| The Campaign for Freedom of Information |
Article from Index on Censorship, February 1995
How do we discover what government, or companies, do not want to tell us?
The obstacles are great. We have no Freedom of Information Act. MPs are constantly probing, but even their powers are strictly limited. And much of select committees' work involves following up stories broken by others, not uncovering misdemeanours themselves.
The first glimpse of the truth often comes from someone inside the organisation involved. It may be passed to the press, an MP, a pressure group or a regulatory agency. But however formidable these bodies' investigatory skills, that initial inside information is crucial.
Reactions to whistleblowers - whether they act anonymously or speak out openly - are often ambivalent. The person we consider has performed a heroic public service will, in other eyes, be betraying the trust of colleagues or the institution. So let us acknowledge immediately, that blowing the whistle may sometimes be the wrong thing to do. How many of us would accept our own apparent failings being publicly exposed by a colleague who may have misread the evidence, or has made no effort to raise the issue with us first?
But when something is seriously wrong, when the public is put at risk, and when a conscientious employee has tried everything to remedy the matter from the inside, the issues become clearer. The overriding public interest may lie in protecting our right to be told, and the whistleblower's right not to be punished for telling us.
In a long series of cases under the civil law of confidence, the courts have acknowledged that the public interest sometimes requires the disclosure of confidential information. When the Spycatcher case reached the House of Lords, Lord Griffiths ruled:
"theoretically, if a member of the [security] service discovered that some iniquitous course of action was being pursued that was clearly detrimental to our national interest, and he was unable to persuade any senior member of his service or any member of the establishment, or the police, to do anything about it, then he should be relieved of his duty of confidence so that he could alert his fellow citizens to the impending danger."

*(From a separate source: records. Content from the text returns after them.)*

PR #318, opened 2018-04-30
Replace sys.exit calls with exceptions

andresdelfino:
Pass exceptions to the main module instead of sys.exiting.

### DIFF
--- a/fades/envbuilder.py
+++ b/fades/envbuilder.py
@@ -38,6 +38,14 @@ from fades.multiplatform import filelock
 logger = logging.getLogger(__name__)
 
 
+class FadesError(Exception):
+    """Provides a Fades exception."""
+
+    def __init__(self, reason):
+        """Init."""
+        self.reason = reason
+
+
 class _FadesEnvBuilder(EnvBuilder):
     """Create always a virtualenv.
 
@@ -84,13 +92,13 @@ class _FadesEnvBuilder(EnvBuilder):
         except FileNotFoundError as error:
             logger.error('Virtualenv is not installed. It is needed to create a virtualenv with '
                          'a different python version than fades (got {})'.format(error))
-            sys.exit(1)
+            raise FadesError('virtualenv not found')
         except helpers.ExecutionError as error:
             error.dump_to_log(logger)
-            sys.exit(2)
+            raise FadesError('virtualenv could not be run')
         except Exception as error:
             logger.exception("Error creating virtualenv:  %s", error)
-            sys.exit(3)
+            raise FadesError('General error while running virtualenv')
 
     def create_env(self, interpreter, is_current, options):
         """Create the virtualenv and return its info."""
@@ -149,7 +157,7 @@ def create_venv(requested_deps, interpreter, is_current, options, pip_options):
             except Exception:
                 logger.debug("Installation Step failed, removing virtualenv")
                 destroy_venv(env_path)
-                sys.exit(4)
+                raise FadesError('Dependency installation failed')
 
             if repo == REPO_VCS:
                 # no need to request the installed version, as we'll always compare
--- a/fades/envbuilder.py
+++ b/fades/envbuilder.py
@@ -30,20 +30,12 @@ from datetime import datetime
 from venv import EnvBuilder
 from uuid import uuid4
 
-from fades import REPO_PYPI, REPO_VCS
+from fades import FadesError, REPO_PYPI, REPO_VCS
 from fades import helpers
 from fades.pipmanager import PipManager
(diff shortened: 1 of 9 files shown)


fades/envbuilder.py
```diff
@@ -38,6 +38,14 @@
 logger = logging.getLogger(__name__)
 
 
+class FadesError(Exception):
+    """Provides a Fades exception."""
+
+    def __init__(self, reason):
```
facundobatista: This is not really needed, as Exceptions already receive and store a `message`, so just define FadesError, with the docstring, and that's all.

That said, it's better to define this exception in a more general place... put it in `fades/__init__.py` and import it from there...

fades/helpers.py
```diff
@@ -135,7 +135,7 @@ def _get_interpreter_info(interpreter=None):
             requested_interpreter_info = logged_exec(args)
         except Exception as error:
             logger.error("Error getting requested interpreter version: %s", error)
-            sys.exit(1)
+            raise
```
facundobatista: Use FadesError, as above (it's a good idea!!!)

fades/helpers.py
```diff
@@ -250,7 +250,7 @@ def check_pypi_exists(dependencies):
             exists = _pypi_head_package(dependency)
         except Exception as error:
             logger.error("Error checking %s in PyPI: %r", dependency, error)
-            sys.exit(1)
+            raise
```
facundobatista: Use FadesError...

fades/main.py
```diff
@@ -166,7 +166,7 @@ def go():
                                 getattr(sys, 'base_prefix', None)):
         logger.error(
             "fades is running from inside a virtualenv (%r), which is not supported", sys.prefix)
-        sys.exit(-1)
+        raise Exception
```
facundobatista: Use FadesError, as above

fades/main.py
```diff
@@ -181,13 +181,11 @@ def go():
     if args.clean_unused_venvs:
         try:
             max_days_to_keep = int(args.clean_unused_venvs)
-            usage_manager.clean_unused_venvs(max_days_to_keep)
-        except Exception:
-            rc = 1
-            logger.debug("CLEAN_UNUSED_VENVS must be an integer.")
+        except Exception.ValueError:
```
facundobatista: This is invalid, just use `ValueError`

fades/main.py
```diff
@@ -181,13 +181,11 @@ def go():
...
+            logger.debug("clean_unused_venvs must be an integer.")
```
facundobatista: Log in ERROR here, not DEBUG

fades/main.py
```diff
@@ -262,7 +260,7 @@ def go():
                         "You can use '--no-precheck-availability' to avoid it.")
             if not helpers.check_pypi_exists(indicated_deps):
                 logger.error("An indicated dependency doesn't exists. Exiting")
-                sys.exit(1)
+                raise Exception
```
facundobatista: Use FadesError

fades/main.py
```diff
@@ -304,7 +302,7 @@ def go():
             p = subprocess.Popen(cmd + args.child_options)
         except FileNotFoundError:
             logger.error("Command not found: %s", args.child_program)
-            sys.exit(1)
+            raise
```
facundobatista: Use FadesError

fades/main.py
```diff
@@ -181,13 +182,11 @@ def go():
     if args.clean_unused_venvs:
         try:
             max_days_to_keep = int(args.clean_unused_venvs)
-            usage_manager.clean_unused_venvs(max_days_to_keep)
-        except Exception:
-            rc = 1
-            logger.debug("CLEAN_UNUSED_VENVS must be an integer.")
+        except ValueError:
+            logger.error("clean_unused_venvs must be an integer.")
             raise
```
facundobatista: raise FadesError

fades/main.py
```diff
@@ -181,13 +182,11 @@ def go():
...
-        finally:
-            sys.exit(rc)
+
+        usage_manager.clean_unused_venvs(max_days_to_keep)
```
facundobatista: After this operation, fades must quit (this was handled in the `finally` you removed)

testdev.bat
```diff
@@ -0,0 +1,11 @@
+@echo off
+
+rem Copyright 2014-2016 Facundo Batista, Nicolás Demarchi
```
facundobatista: 2018 is enough here (this file is new)

facundobatista:
Awesome! Thank you very much!

Issue #320, opened 2018-04-30
It should accept -r multiple times


facundobatista:
This way the following could be done: `fades -r reqs.txt -r reqs_devel.txt`

andresdelfino:
Perhaps we should raise an exception when two requirement files mention the same package with different versions?

facundobatista:
We should grab all dependencies and mix them (not override anything).

Most of the difficult questions you ask are also present for the same file anyway (e.g.: what if I include requests==1 and request==2 in the same req.txt file?)

gilgamezh:
```
(test)  /tmp  pip install -r reqs1.txt -r reqs2.txt                                                                                                                 2ms 
Double requirement given: requests==2.18.3 (from -r reqs2.txt (line 1)) (already in requests==2.18.4 (from -r reqs1.txt (line 1)), name='requests')
You are using pip version 9.0.3, however version 10.0.1 is available.
You should consider upgrading via the 'pip install --upgrade pip' command.
(test)  ✘  /tmp  pip install -r reqs2.txt -r reqs1.txt                                                                                                           407ms 
Double requirement given: requests==2.18.4 (from -r reqs1.txt (line 1)) (already in requests==2.18.3 (from -r reqs2.txt (line 1)), name='requests')
You are using pip version 9.0.3, however version 10.0.1 is available.
You should consider upgrading via the 'pip install --upgrade pip' command.
(test)  ✘  /tmp                                                          
```

andresdelfino:
I think it makes sense to follow pip's handling of these cases.

When there's a decision about this I'll be glad to implement it.

facundobatista:
Let's merge all dependencies and `pip` will decide if they make sense or something is colliding.

So the current PR is going in the good direction. Let's fix some stuff I requested there... Thanks!!!

andresdelfino:
Yes, I agree. If pip is catching whatever conflict that might happen, it's best not to duplicate that logic.

facundobatista:
Already in master! Thanks!!

PR #322, opened 2018-05-13
Multiple requirement files support

andresdelfino:
I'll update the PR with documentation patches after we come up with the proper solution.

### DIFF
--- a/fades/main.py
+++ b/fades/main.py
@@ -220,18 +220,18 @@ def go():
         docstring_deps = parsing.parse_docstring(args.child_program)
         logger.debug("Dependencies from docstrings: %s", docstring_deps)
 
-    unmerged_deps = [ipython_dep, indicated_deps, docstring_deps]
+    all_dependencies = [ipython_dep, indicated_deps, docstring_deps]
 
     for rf_path in args.requirement:
         rf_deps = parsing.parse_reqfile(rf_path)
-        logger.debug('Dependencies from requirements file "%s": %s', rf_path, rf_deps)
-        unmerged_deps.append(rf_deps)
+        logger.debug('Dependencies from requirements file %r: %s', rf_path, rf_deps)
+        all_dependencies.append(rf_deps)
 
     manual_deps = parsing.parse_manual(args.dependency)
     logger.debug("Dependencies from parameters: %s", manual_deps)
-    unmerged_deps.append(manual_deps)
+    all_dependencies.append(manual_deps)
 
-    indicated_deps = _merge_deps(unmerged_deps)
+    indicated_deps = _merge_deps(all_dependencies)
 
     # Check for packages updates
     if args.check_updates:
--- a/fades/main.py
+++ b/fades/main.py
@@ -219,15 +219,15 @@ def go():
         logger.debug("Dependencies from source file: %s", indicated_deps)
         docstring_deps = parsing.parse_docstring(args.child_program)
         logger.debug("Dependencies from docstrings: %s", docstring_deps)
-    reqfile_deps = {}
+    reqfile_deps = []
     for rfpath in args.requirement:
         rfdeps = parsing.parse_reqfile(rfpath)
         logger.debug('Dependencies from requirements file "%s": %s', rfpath, rfdeps)
-        reqfile_deps.update(rfdeps)
+        reqfile_deps.append(rfdeps)
     manual_deps = parsing.parse_manual(args.dependency)
     logger.debug("Dependencies from parameters: %s", manual_deps)
     indicated_deps = _merge_deps(ipython_dep, indicated_deps, docstring_deps,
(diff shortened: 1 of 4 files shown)


andresdelfino:
First step for closing #320.

fades/main.py
```diff
@@ -218,8 +219,11 @@ def go():
         logger.debug("Dependencies from source file: %s", indicated_deps)
         docstring_deps = parsing.parse_docstring(args.child_program)
         logger.debug("Dependencies from docstrings: %s", docstring_deps)
-    reqfile_deps = parsing.parse_reqfile(args.requirement)
-    logger.debug("Dependencies from requirements file: %s", reqfile_deps)
+    reqfile_deps = {}
+    for rfpath in args.requirement:
+        rfdeps = parsing.parse_reqfile(rfpath)
+        logger.debug('Dependencies from requirements file "%s": %s', rfpath, rfdeps)
+        reqfile_deps.update(rfdeps)
```
facundobatista: You can not do this, see that `parsing.parse_reqfile` returns a dict whose key is the "repo", so you would be overriding stuff from one req file into the other.

You need to get this info and use it below in the the `_merge_deps`  call.

What we *really* should do here is to extract the "dependencies grabbing" from inside here and put it somewhere else so it can be properly tested... but that is maybe work for another branch...

andresdelfino: I hope the update to the PR addresses your comment.

andresdelfino:
I changed _merge_deps to only accept an iterable. If this sounds ok, I'll update the test cases. Otherwise, if accepting multiple arguments is desired, I could test if a given argument is a list to iterate on the dictionaries it contains.

fades/main.py
```diff
@@ -58,8 +58,14 @@
 
 def _merge_deps(*deps):
     """Merge all the dependencies; latest dicts overwrite first ones."""
+    all_deps = []
     final = {}
     for dep in deps:
+        if isinstance(dep, dict):
```
facundobatista: This kind of "dual type" consumption is tricky... it makes the code a little more complex here, but makes usage of this function a LOT more complex, as it's difficult to remember how to use it.

So, let's keep it simple. This function should receive a  list where each list is the dependency dict. IOW, the only change I'd do in this function is to receive "deps" (without the star), and let's change below how we call this...

fades/main.py
```diff
@@ -100,8 +106,9 @@ def go():
     parser.add_argument('-d', '--dependency', action='append',
                         help="specify dependencies through command line (this option can be "
                              "used multiple times)")
-    parser.add_argument('-r', '--requirement',
-                        help="indicate from which file read the dependencies")
+    parser.add_argument('-r', '--requirement', action='append',
+                        help="indicate files to read dependencies from (this option can be "
```
facundobatista: Thanks for changing the help string here. But remember also to change the README and the man page to reflect this change.

fades/main.py
```diff
@@ -218,10 +225,16 @@ def go():
...
+    reqfile_deps = []
+    for rf_path in args.requirement:
+        rf_deps = parsing.parse_reqfile(rf_path)
+        logger.debug('Dependencies from requirements file "%s": %s', rf_path, rf_deps)
+        reqfile_deps.append(rf_deps)
+
     manual_deps = parsing.parse_manual(args.dependency)
     logger.debug("Dependencies from parameters: %s", manual_deps)
+
     indicated_deps = _merge_deps(ipython_dep, indicated_deps, docstring_deps,
```
facundobatista: Let's have a list around for all deps and that's it. This way we could call `_merge_deps(all_dependencies)`.

So start with an `all_dependencies` above and add the different dependencies from the different sources. One thing to pay attention is the order how these dependencies are stored in the list, it should respect:

1. ipython dep
1. deps from source file 
1. deps from file docstring
1. deps from requirement files
1. deps manually specified with `-d`

fades/main.py
```diff
@@ -218,10 +225,16 @@ def go():
         logger.debug("Dependencies from source file: %s", indicated_deps)
         docstring_deps = parsing.parse_docstring(args.child_program)
         logger.debug("Dependencies from docstrings: %s", docstring_deps)
-    reqfile_deps = parsing.parse_reqfile(args.requirement)
-    logger.debug("Dependencies from requirements file: %s", reqfile_deps)
+
+    reqfile_deps = []
+    for rf_path in args.requirement:
+        rf_deps = parsing.parse_reqfile(rf_path)
+        logger.debug('Dependencies from requirements file "%s": %s', rf_path, rf_deps)
```
facundobatista: Instead of `"%s"` you probably should just do `%r`.

andresdelfino:
I have updated the PR.

facundobatista:
Awesome, thank you very much!!!

PR #323, opened 2018-05-22
declare encoding in setup.py

ricardokirkner:


facundobatista:
We do not want the encoding declared in setup.py, it's py3 only, it will only be more confusing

Yet even in such cases, where the law may uphold the right to publish, it frequently does not protect the discloser from reprisals. Neither government nor the private sector finds it easy to tolerate those who speak out of turn. They are likely to be dismissed, or even prosecuted, however serious the abuse they reveal.
When the new Official Secrets Act was introduced in 1989, ministers resolutely rejected a public interest defence to allow the civil servant who may have released information, or the journalist who published it, to defend themselves on the grounds that the disclosure was justified.
The then Home Secretary, Douglas Hurd, repeatedly claimed that such a defence was without precedent in the criminal law. In fact, the precedents not only exist but are found in the Home Office's own legislation - notably the obscenity laws, which contain precisely such a "public good" defence.
The statute books are peppered with some 250 additional legal penalties for disclosing information. Many protect individual privacy but others criminalise officials for daring to disclose even safety information on dangerous products. Again, no public interest defence is available.
The contracts of both public and private sector employees increasingly contain gagging clauses, making the unauthorised disclosure of any information to anyone a disciplinary offence which could lead to dismissal.
Equally worrying is the trend for confidentiality clauses in out-of-court settlements. The victims of unfair dismissal, sex discrimination or dangerous consumer products may get their compensation - but only in return for a binding promise of silence. This may protect a negligent company's reputation. It also allows it to buy off the strongest claimants, undermining others by denying them the previous evidence.
Journalists sometimes risk imprisonment to protect their sources' anonymity - a basic requirement if those with evidence of wrongdoing are to come forward. Here the government operates a curious double standard. The legislation which allows us to see official information, from the Data Protection Act to the law opening up council meetings, all permit public authorities to conceal the identity of their sources. A similar principle applies during legal proceedings, where the identity of certain kinds of informants is often protected by public interest immunity certificates.
But when journalists argue that their sources too should be protected, the rules change. The Contempt of Court Act appears to allow journalists to protect sources in most cases. But it was shown to be near useless when, in 1990, journalist Bill Goodwin was held to be in contempt by the House of Lords for protecting his informant from a company who wanted it for no higher purpose than to punish the discloser and plug the leak.
Could whistleblowing ever be rendered unnecessary? A powerful Freedom of Information Act - which would expose information without the need for leaking - would help, but could never be more than a partial solution. Users would have to specify what they wanted to know. But where there is no reason to suspect something is amiss, no-one may bother to ask.
Another approach is to help potential whistleblowers pursue their concerns more effectively internally. A new charity, Public Concern at Work, provides legal and practical advice to concerned employees. It has already shown that it is able to help many employees raise concerns about misconduct within the organisation, sometimes having the problems remedied without publicity - or the victimisation that invariably follows.
But other measures are needed to enable genuine public interest disclosures to be made without fear of reprisals. This may require new statutory protection for whistleblowers, to ensure that those who have taken reasonable steps internally to deal with real concerns are not penalised if further disclosure is needed. It may take the threat of fines or damages against employers who victimise, to prevent the too common response, of shooting the messenger - and ignoring the problem.